DATA PROVIDED =>
PR #11393, opened 2026-04-17
Refining `rupid` to be unique across mosaic models

micheles:
The idea is to solve the bug described in https://github.com/gem/oq-engine/pull/11391.
It does not work yet.


micheles:
Superseded by https://github.com/gem/oq-engine/pull/11394.

Issue #11392, opened 2026-04-17
Move `max_potential_paths` in openquake.cfg


micheles:
In cole and piaf has to be raised to 100_000_000_000_000. An alternative is to turn it into a warning.

raoanirudh:
The parameter that needs to be raised `event_based` calculations is `max_potential_gmfs`

PR #11400, opened 2026-04-21
Ignoring the max_potential_paths limit in event based calculations

micheles:
Perhaps sufficient for https://github.com/gem/oq-engine/issues/11392.


raoanirudh:
The issue in `event_based` calculations is with `max_potential_gmfs`

PR #11407, opened 2026-04-22
Fix beta function call in docstring with correct parameters

raoanirudh:
`rng.beta()` is called with parameters `a, b`, or `alpha, beta`: https://numpy.org/doc/stable/reference/random/generated/numpy.random.Generator.beta.html

The actual call below is correct, so fixing only the docstring


raoanirudh:
Also check if the `Sampler` class is actually used anywhere, and if not, if it could be removed?
https://github.com/gem/oq-engine/blob/master/openquake/risklib/scientific.py#L134-L176

micheles:
The `Sampler` class is used all the time (both in scenario_risk and event_based_risk), it cannot be removed. Also, your fix breaks the doctest.

PR #11410, opened 2026-04-23
Add an epistemic uncertainty for aspect ratio in the SSC logic tree

CB-quakemodel:
I add in this PR a capability to apply either an absolute or relative aspect ratio to permit additional simplification of an SSC logic tree.

I add a QA test (logictree/case_32) and some unit tests too (in `logic_tree_tests.py`.

** Other **
I also moved the AC MFD epistemic uncertainty unit tests located here in `logic_tree_tests.py` into a separate class because they are long and class specific epistemic uncertainties.

Other some basic unit tests (I think) were missing for setting an MSR and the seismogenic depth uncertainties (only tested in QA tests), so I added some simple unit tests for these too. 

The absolute MSR epistemic uncertainty (dict of mag scaling relationships) was previously only supported for simple fault sources, but I think it makes sense to be able to use this uncertainty type in some other types too (still skip characteristic faults given inherently does not make sense here). The new unit tests for setting an MSR in `logic_tree_tests.py` test this on a point source.

### DIFF
--- a/openquake/commonlib/tests/logictree_test.py
+++ b/openquake/commonlib/tests/logictree_test.py
@@ -1400,13 +1400,7 @@ class BranchSetApplyUncertaintyTestCase(unittest.TestCase):
         self.assertEqual(inc_point_source.mfd.bin_width, 0.1)
         self.assertEqual(inc_point_source.mfd.occurrence_rates[0], 0.05)
         self.assertEqual(inc_point_source.mfd.occurrence_rates[1], 0.01)
-
-    def test_set_msr_absolute(self):
-        new_msr = openquake.hazardlib.scalerel.WC1994()
-        lt.apply_uncertainty('setMSRAbsolute', self.point_source, new_msr)
-        self.assertIsInstance(
-            self.point_source.magnitude_scaling_relationship,
-            openquake.hazardlib.scalerel.WC1994)
+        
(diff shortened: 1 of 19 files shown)


openquake/commonlib/tests/logictree_test.py
```diff
@@ -1401,96 +1401,126 @@ def test_absolute_incremental_mfd_uncertainty(self):
...
+        self.assertAlmostEqual(self.point_source.rupture_aspect_ratio, 2.0)
+
+    def test_aspect_ratio_relative_uncertainty(self):
+        lt.apply_uncertainty(
+            'setAspectRatioRelative', self.point_source, 0.5)
+        self.assertAlmostEqual(self.point_source.rupture_aspect_ratio, 1.5)
+
+
+class BranchSetApplyACMFDUncertaintyTestCase(unittest.TestCase):
+    def setUp(self):
```
micheles, line 1435: If this can be done only once per class it could become a classmethod:
```python
@classmethod
def setUpClass(cls):
   cls.source = ...
```

micheles: No, disregard that, the source.mfd is modified, so we need multiple instations.

micheles (approved):

PR #11412, opened 2026-04-23
Add ability to set a reference z1pt4 in job file

CB-quakemodel:
Small PR permitting specification of z1pt4 like already possible for vs30, z1pt0 and z2pt5.

We need this for bedrock calculations for JPN and KOR given they use the MF13 GMM which uses z1pt4.

Tested in an added QA test (classical/case_13).


micheles (approved):

micheles (approved):

raoanirudh:
The existing `oq prepare_site_model` command might need some refactoring to output the default values for z1pt0 (-999) and z2pt5 (-999) instead of using specific equations.

PR #11417, opened 2026-04-24
Add option of preparing a site model with sentinel z ref values instead

CB-quakemodel:
Update `prepare_site_model` command to permit assignment of sentinel z1pt0/z2pt5 instead if desired (default behaviour is still to use the NGAWest2 vs30 to z1pt0/z2pt5 relationships).

We now assign a sentinel value for z1pt0 or z2pt5 in the site models if we wish to tell the GMMs to compute the z1pt0 or z2pt5 from the considered GMM's vs30 to z ref relationship (see https://github.com/gem/oq-engine/pull/10594). 

This approach has been adopted in the 2026 Mosaic.

We need to permit this approach when the user is building a site model using the `prepare_site_model` command too.


openquake/commands/prepare_site_model.py
```diff
@@ -182,6 +193,7 @@ def main(
 main.z1pt0 = dict(help='build the z1pt0', abbrev='-1')
 main.z2pt5 = dict(help='build the z2pt5', abbrev='-2')
 main.vs30measured = dict(help='build the vs30measured', abbrev='-3')
+main.sentinel_z = dict(help='assign dummy -999 to z1pt0/z2pt5', abbrev='-D')
```
micheles: Does abbrev='-999' works? It would seem more intuitive to me.

CB-quakemodel: Yes it does, I've just pushed an updated version using -999 instead for the abbreviation

openquake/commands/tests/commands_test.py
```diff
@@ -696,6 +696,14 @@ def test(self):
         sc = sap.runline('openquake.commands prepare_site_model '
                          f'{vs30_csv} -s{vs30_csv} -12 -g10 -a5 -o {output}')
 
+        # test sentinel_z: z1pt0 and z2pt5 should be -999 for all sites
+        sc = sap.runline( # NOTE: -D is sentinel_z
+            'openquake.commands prepare_site_model '
+            f'{vs30_csv} -s{vs30_csv} -12 -999 -a5 -o {output}')
```
raoanirudh, line 702: What's `-12 -999 -a5` in this line?

CB-quakemodel: They are the inputs as described here for using the command - https://github.com/gem/oq-engine/blob/master/openquake/commands/prepare_site_model.py#L181

raoanirudh (approved):

micheles (approved):

micheles:
LGTM, but please update the changelog

CB-quakemodel:
> LGTM, but please update the changelog

Done!

PR #11423, opened 2026-04-27
Add ability to specify mag dependent aspect ratios

CB-quakemodel:
Add ability to specify magnitude dependent aspect ratios in the XML through predefined expressions that are evaluated as needed.

For now, I just add a simple linear piecewise following the basic form of:

{6E97DDF8-CF2D-4ADF-8349-CB84310F5C1B}

The syntax I implement in this PR to support a simple expression like this is:

{A2C476DA-60D2-4A23-B478-3AC3C918B978}

A new class called `MagDepAspectRatio` handles the expressions and is stored in a new hazardlib submodule called `aspect_ratio.py`.  We can add new expressions here as required.

Todo 
- [x] Add a QA test using all of the affected source typologies to check everything is working as intended.
- [x] Add unit tests that check expected values for interp/clamping behaviour +  writing mag-dep aratios back to xml node.
- [x]  Prevent specification of both a scalar aspect ratio and a mag-dep aratio for the same source in an XML.
- [x] Prevent use in kite faults because it uses profile sampling which I believe requires an aspect ratio prior to rup generation.
- [x] Prevent use of this capability in combination with epistemic uncertainties on aspect ratios (i.e. setting absolute values or relative increments).


openquake/hazardlib/source/base.py
```diff
@@ -37,6 +37,29 @@
...
 
+
+def linear_piecewise_aratio(mag, points):
+    """
+    Clamped piecewise-linear interpolation of aspect ratio from magnitude.
+
+    :param mag: Rupture magnitude (float)
+
+    :param points: List of (mag, aratio) pairs in ascending magnitude order
+
```
micheles: I don't like the name points, since they are not points. Perhaps `mag_aratios`?

openquake/hazardlib/geo/packager.py
```diff
@@ -93,8 +93,12 @@ def build_nodes(props):
     mfd_subnodes = [Node(tag, {}, scientificformat(dic[tag]))
                     for tag in dic.keys() if not tag.startswith('_')]
     msr = Node('magScaleRel', text=props['magscalerel'])
-    rar = Node('ruptAspectRatio',
-               text=scientificformat(props['ruptaspectratio']))
+    raw_rar = props['ruptaspectratio']
+    if isinstance(raw_rar, str) and raw_rar.startswith('{'):
+        from openquake.hazardlib.sourcewriter import build_aspect_ratio_node
```
micheles: Why we have an import here? To avoid a circular import? Then it is a code smell.

openquake/hazardlib/source/base.py
```diff
@@ -456,13 +480,39 @@ def modify_set_msr(self, new_msr):
...
+    def get_aspect_ratio(self, mag):
+        """
+        Return the rupture aspect ratio, which is either a float (the
+        "regular" version OR an expression of a PREDEFINED type which
+        is evaluated here).
+
+        More expressions can be added here in the future as required.
+        """
+        rar = self.rupture_aspect_ratio
+        if not isinstance(rar, dict):
```
micheles: I don't like that the magnitude-dependent aspect ratio is a dictionary. It should be its own class
```python
class MagDepAspectRatio:
    def __init__(self, ...):
           ...
    def get(self, mag):
          return ...

aratio = MagDepAspectRatio(...)
aratio.get(mag)
```

openquake/hazardlib/source/base.py
CB-quakemodel: Renamed throughout the PR to the phrase mag_points/mag_point

openquake/hazardlib/geo/packager.py
CB-quakemodel: I have fixed this by making a new hazardlib module for handling aspect ratio related functions and the mag-dependent aspect ratios. It makes sense I think given we will add more function types in the future to the `MagDepAspectRatio` class.

openquake/hazardlib/source/base.py
CB-quakemodel: I've added a class as suggested which is now hosted in the new `aspect_ratio.py`

mmpagani (approved):
Great work! LGTM

openquake/hazardlib/source/multi_point.py
```diff
@@ -33,7 +33,7 @@
 
 
 def get(arr, i):
-    if hasattr(arr, '__getitem__'):
+    if isinstance(arr, (list, numpy.ndarray)):
```
micheles: Now that MagDepAspectRatio is a class, I guess you can restore as it was (I prefer the `__getitem__` check since it works for any sequence).

openquake/hazardlib/aspect_ratio.py
```diff
@@ -0,0 +1,115 @@
...
+            mags = [m for m, _ in self.mag_points]
+            aratios = [a for _, a in self.mag_points]
+            if mag <= mags[0]:
+                return aratios[0]
+            if mag >= mags[-1]:
+                return aratios[-1]
+            for i in range(len(mags) - 1):
+                if mags[i] <= mag <= mags[i + 1]:
+                    t = (mag - mags[i]) / (mags[i + 1] - mags[i])
+                    return aratios[i] + t * (aratios[i + 1] - aratios[i])
```
micheles: If I am not mistaken, you are reinventing `np.interp(x, [xa, xb], [ya, yb])` i.e. a function constant outside the interval and linearly interpolating inside. You should be able to rewrite this more elegantly.

openquake/hazardlib/source/multi_point.py
CB-quakemodel: Restored to original

openquake/hazardlib/aspect_ratio.py
CB-quakemodel: Thanks, I have modified to use `np.interp`

micheles:
Impressive work, Chris!

micheles (approved):

PR #11428, opened 2026-04-29
Moved `max_potential_gmfs` to openquake.cfg

### LINKED ISSUE #11392: Move `max_potential_paths` in openquake.cfg

micheles:
Since it depends on the server. Closes https://github.com/gem/oq-engine/issues/11392


raoanirudh (commented):
LGTM

PR #186, opened 2019-02-04
# unsecure rpath

hsntgm:
net-analyzer/openvas: fix unsecure rpath.

Gentoo/Linux QA warns about unsecure rpaths.
It seems this patch worked for me while making package fully
compatible with Gentoo QA.

Tested by: Hasan ÇALIŞIR (hasan.calisir@psauxit.com)


hsntgm:
https://dev.gentoo.org/~zmedico/portage/doc/ch07.html#qa-scanelf-runpath

I work with v9 branch to maintain it for gentoo and your current build system stuck at this point for gentoo QA check.Maybe i am missing something.I don't say this is a issue for you just want to draw your attention.

bjoernricks:
First of all for addressing OpenVAS 9 with openvas-libraries requires a patch against the openvas-libraries-9.0 branch. Seconds the rpath is only set during build time not install time. E.g.

```sh
readelf -d /home/bricks/install/openvas-9/lib/libopenvas_* |grep -i path
```

doesn't return anything. So setting CMAKE_BUILD_WITH_INSTALL_RPATH=TRUE  would not change the rpath at install time.

hsntgm:
"First of all for addressing OpenVAS 9 with openvas-libraries requires a patch against the openvas-libraries-9.0 branch."

You mean you fixed it in 1.0 master already? Very well,  it is my bad.
I know that you develop openvas on debian and don't like package maintainers so much (e.g. arch maintainer pulled systemd services for you and you rejected him.)

I don't care at all.Just i have to open bug report and point to my ebuild about issue how i fixed it.After gentoo devops review my patches i will close pull request.

Have a nice day.

bjoernricks:
> "First of all for addressing OpenVAS 9 with openvas-libraries requires a patch against the openvas-libraries-9.0 branch."

Sorry maybe this statement was a bit rude. I was only not sure if you are aware that master branch isn't the branch you are using in gentoo for packaging OpenVAS 9.

> You mean you fixed it in 1.0 master already? Very well, it is my bad.

I am currently not sure if that is fixed already. gvm-libs is a re-write of the old openvas-libraries and have't found a line were the rpath is applied.

>I know that you develop openvas on debian

We mostly use Debian based distributions e.g. our Greenbone OS is based on Debian. But as a developer I am free of choice. Personally I am on Ubuntu. A former co-worker used Arch.

> and don't like package maintainers so much 

That's not true (at least for me). I really appreciate the hard work packagers are doing. It's always not an easy task to fix user problems and to talk to the upstream devs.

> (e.g. arch >maintainer pulled systemd services for you and you rejected him.)

I would love to integrate these patches. The rejection had political reasons. I am still in favor of merging the PR for gsad https://github.com/greenbone/gsa/pull/760 but hadn't time to discuss the issues behind the rejection again.

So back to the rpath issue. I just wanted to discuss the best solution and if the reported issue is a real issue for openvas-libraries. Currently the rpath is stripped during the installation. This is already done without your patches. I don't think setting a install rpath to the install prefix does make sense because the install prefix should be also in the linker path. So maybe it is best to remove the rpath by using [CMAKE_SKIP_RPATH](https://cmake.org/cmake/help/latest/variable/CMAKE_SKIP_RPATH.html#variable:CMAKE_SKIP_RPATH)

PR #198, opened 2019-03-17
Remove support for Redis 2.4.

kroosec:
Scanner officially supports 3.2 and higher.

See https://github.com/greenbone/openvas-scanner/pull/287


bjoernricks:
Could you please add a reason behind not supporting older versions anymore? e.g. list features not supported by these old versions or being unsupported by the devs.

janowagner:
Very welcome update. The older redis version are not tested by us anymore with old redis-versions,
so better not guess we support them and rather have 3.2 as minimum.

PR #199, opened 2019-03-20
Rework gvm_hosts_shuffle() implementation.

kroosec:
Prior implementation used an O(N^2) routine. This one has O(N) time complexity.

With a /8 network, the routine takes a couple of seconds, instead of multiple hours.


jjnicola:
It works like a charm!

PR #208, opened 2019-03-27
Backport PR #207

kroosec:
Use a dynamic array for gvm_hosts instead of doubly-linked lists.

This substantially improves handling of large sets of hosts.
ie. With a "10.0.0.0/8" hosts string, memory footprint is reduced from
1.33GB to 0.9GB. Other operations times such as creation and shuffling
are also slightly faster.

Backport of https://github.com/greenbone/gvm-libs/pull/207

### DIFF
--- a/base/hosts.c
+++ b/base/hosts.c
@@ -31,9 +31,9 @@
 
 #include "networking.h" /* for ipv4_as_ipv6, addr6_as_str, gvm_resolve */
 
-#include <arpa/inet.h>  /* for inet_pton, inet_ntop */
-#include <assert.h>     /* for assert */
-#include <ctype.h>      /* for isdigit */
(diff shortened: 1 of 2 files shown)


cfi-gb:
In https://github.com/greenbone/gvm-libs/commit/680d0c13cc85d8703bf5a5c1d262d616a799a538#commitcomment-32956396 it was noticed that the build is failing with:

```
/root/openvas-src/gvmd/gvmd/src/manage_utils.c:744:49: error: '*find_hosts->hosts' is a pointer; did you mean to use '->'?                                           
   int ret = gvm_host_in_hosts (find_hosts->hosts->data, NULL, hosts);                                                                                               
                                                 ^~                                                                                                                  
                                                 ->
```

PR #223, opened 2019-04-24
Use g_log instead of g_debug for No redis DB available message.

jjnicola:


cfi-gb:
Should also make https://github.com/greenbone/gvm-libs/issues/144 more verbose like suggested in https://github.com/greenbone/gvm-libs/issues/144#issuecomment-439536162

PR #226, opened 2019-04-30
Add kb_new_no_lock.

jjnicola:
In case there is no more available redis databases, it does not wait for available one.
Instead, it returns an error code which makes possible to identify this problem. To do this,
get_redis_ctx return an integer instead of redisContext, and receive a flag to select it
as a blocking or not blocking function.


jjnicola:
Closed this one in favor of PR #230

PR #250, opened 2019-07-21
Make QoD Type an explicit element of stuct nvti.

janowagner:
This makes it unnecessary to handle the QoD Type in the "tags" parts.

If it is added to the tags, it still will be. This is how openvas uses it.

The change is intended to support gvmd so it can use this new API element
and prevent qod_type to enter the tags element.


janowagner:
gvmd uses this API extension in https://github.com/greenbone/gvmd/pull/647

PR #251, opened 2019-07-21
Add function osp_get_vts_filtered().

janowagner:
In contrast to function get_vts(), this function allows to
call GET_VTS with the "filters" parameter.

### DIFF
--- a/osp/osp.h
+++ b/osp/osp.h
@@ -77,8 +77,12 @@ osp_get_vts_version (osp_connection_t *, char **);
 int
 osp_get_vts (osp_connection_t *, entity_t *);
 
+typedef struct {
+  char *filter; ///< the filter to apply for a vt sub-selection.
+} osp_get_vts_opts_t;
+
 int
-osp_get_vts_filtered (osp_connection_t *, const gchar *, entity_t *);
+osp_get_vts_ext (osp_connection_t *, osp_get_vts_opts_t, entity_t *);
 
 int
 osp_start_scan (osp_connection_t *, const char *, const char *, GHashTable *,
--- a/osp/osp.h
+++ b/osp/osp.h
@@ -78,6 +78,9 @@ int
 osp_get_vts (osp_connection_t *, entity_t *);
 
 int
+osp_get_vts_filtered (osp_connection_t *, const gchar *, entity_t *);
+
+int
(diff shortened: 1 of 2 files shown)


janowagner:
> I think it would be better to add an osp_get_vts_ext instead of an osp_get_vts_filtered.
> See osp_start_scan_ext for an example. This style lets us extend the api without
> changing the function definition (just the osp_get_vts_opts_t structure would need
> to be extended).

I changed it accordingly.

osp/osp.h
```diff
@@ -77,6 +77,13 @@ osp_get_vts_version (osp_connection_t *, char **);
 int
 osp_get_vts (osp_connection_t *, entity_t *);
 
+typedef struct {
+  char *filter; ///< the filter to apply for a vt sub-selection.
+} osp_get_vts_opts_t;
```
bjoernricks: Just for curiosity, why do are the typedefs put into the headers? I've seen that a lot in the past in our code base. Personally I never would make them public.

janowagner: I followed the scheme of osp_start_scan_ext().

The calling module needs to fill the "opts" properly. So it needs to know about the single
elements of it.
See here how I used it: 
https://github.com/greenbone/gvmd/pull/648/commits/691a6d2ed5705d554c11af632ff60aa191ddeea7

bjoernricks: That's exactly the issue i have with making structs public.

>get_vts_opts.filter = g_strdup_printf ("modification_time>%s", db_feed_version); 

There should be a public function like `void osp_get_vts_opts_set_filter(osp_get_vts_opts_t *opts, const char *filter)` to not let users access internals like this struct. To be clear the layout of the data in the memory should be an implementation detail and not directly accessible by users of the api.

janowagner: The scope of my patch is to aid the the patch about acceleration of the feed update.
So I applied the scheme that is done for all similar OSP and GMP API functions (about 10 of them I found) rather than introducing a second scheme for just one function.

bjoernricks: I was not asking about changing your patch. I was just curios about the reason why we make data structs public accessible. Personally I am not going to change that at all.

mattmundell: In this case we're following the scheme introduced by someone from long ago.
Can see how your suggestion would be cleaner (but more work).

PR #252, opened 2019-07-29
Use API to access nvti information.

janowagner:
The nvti struct elements should not be accessed directly.
This patch takes fixes the last occurance in gvm-libs of direct
access.

### DIFF
--- a/util/kb.c
+++ b/util/kb.c
@@ -1287,7 +1287,7 @@ redis_add_nvt (kb_t kb, const nvti_t *nvt, const char *filename)
   struct kb_redis *kbr;
   redisReply *rep = NULL;
   int rc = 0;
-  GSList *element;
+  unsigned int i;
   gchar *cves, *bids, *xrefs;
 
   if (!nvt || !filename)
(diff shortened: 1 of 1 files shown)


util/kb.c
```diff
@@ -1314,21 +1314,19 @@ redis_add_nvt (kb_t kb, const nvti_t *nvt, const char *filename)
   if (rep != NULL)
     freeReplyObject (rep);
 
-  element = nvt->prefs;
-  if (g_slist_length (element))
+  if (nvti_pref_len (nvt))
     rep = redis_cmd (kbr, "DEL oid:%s:prefs", nvti_oid (nvt));
-  while (element)
+  for (i = 0; i < nvti_pref_len (nvt); i ++)
```
mattmundell: There should not be a space before the ++.

util/kb.c
```diff
@@ -1314,21 +1314,19 @@ redis_add_nvt (kb_t kb, const nvti_t *nvt, const char *filename)
...
     {
-      nvtpref_t *pref = element->data;
+      const nvtpref_t *pref = nvti_pref (nvt, i);
 
       rep = redis_cmd (kbr, "RPUSH oid:%s:prefs %d|||%s|||%s|||%s",
-                       nvti_oid (nvt), pref->id, pref->name, pref->type,
-                       pref->dflt);
+                       nvti_oid (nvt), nvtpref_id (pref), nvtpref_name (pref),
+		       nvtpref_type (pref), nvtpref_default(pref));
```
mattmundell: There are some tabs at the beginning of the line, and there's a space missing after "nvtpref_default".

util/kb.c
janowagner: Fixed.

util/kb.c
janowagner: Fixed.

PR #253, opened 2019-07-31
Make the actual nvti struct internal.

janowagner:
This enforces to use the intended API. It
can not be bypassed anymore by accessing the elements directly.


janowagner:
https://github.com/greenbone/openvas/pull/365
needs to be merged before this one can be applied.

PR #255, opened 2019-08-07
Make solution and solution_type explicit for nvti

janowagner:
This means to add explicit methods to set and get solution and solution_type.

### DIFF
--- a/base/nvti.c
+++ b/base/nvti.c
@@ -813,6 +813,51 @@ nvti_set_solution_type (nvti_t *n, const gchar *solution_type)
 }
 
 /**
+ * @brief Add a tag to the tags of a NVT.
+ *
+ * @param n The NVT Info structure.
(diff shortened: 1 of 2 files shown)


base/nvti.c
```diff
@@ -500,9 +505,37 @@ nvti_refs (const nvti_t *n, const gchar *type, const gchar *exclude_types,
...
- * @param n The NVT Info structure of which the name should
+ * @param n The NVT Info structure of which the solution should
+ *          be returned.
+ *
+ * @return The solution string. Don't free this.
+ */
+gchar *
+nvti_solution (const nvti_t *n)
+{
+  return (n ? n->solution : NULL);
```
mattmundell: Side note: you're the only one using parens with "return".  Everywhere else uses "return 0;" style.

PR #256, opened 2019-08-14
Allow to configure the path to the redis socket

bjoernricks:
Add a new CMake directive (-DREDIS_SOCKET_PATH=/path/to/socket)to allow
to set the path to the redis unix socket at build time.

Additionally change the default path to use the default socket path of
redis on debian and ubuntu which is (/var)/run/redis/redis.sock.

PROBLEM DESCRIPTION => Which lines of the data contain the word "following"? Copy each one.

RESULT BELOW =>
For now, I just add a simple linear piecewise following the basic form of:
mattmundell: In this case we're following the scheme introduced by someone from long ago.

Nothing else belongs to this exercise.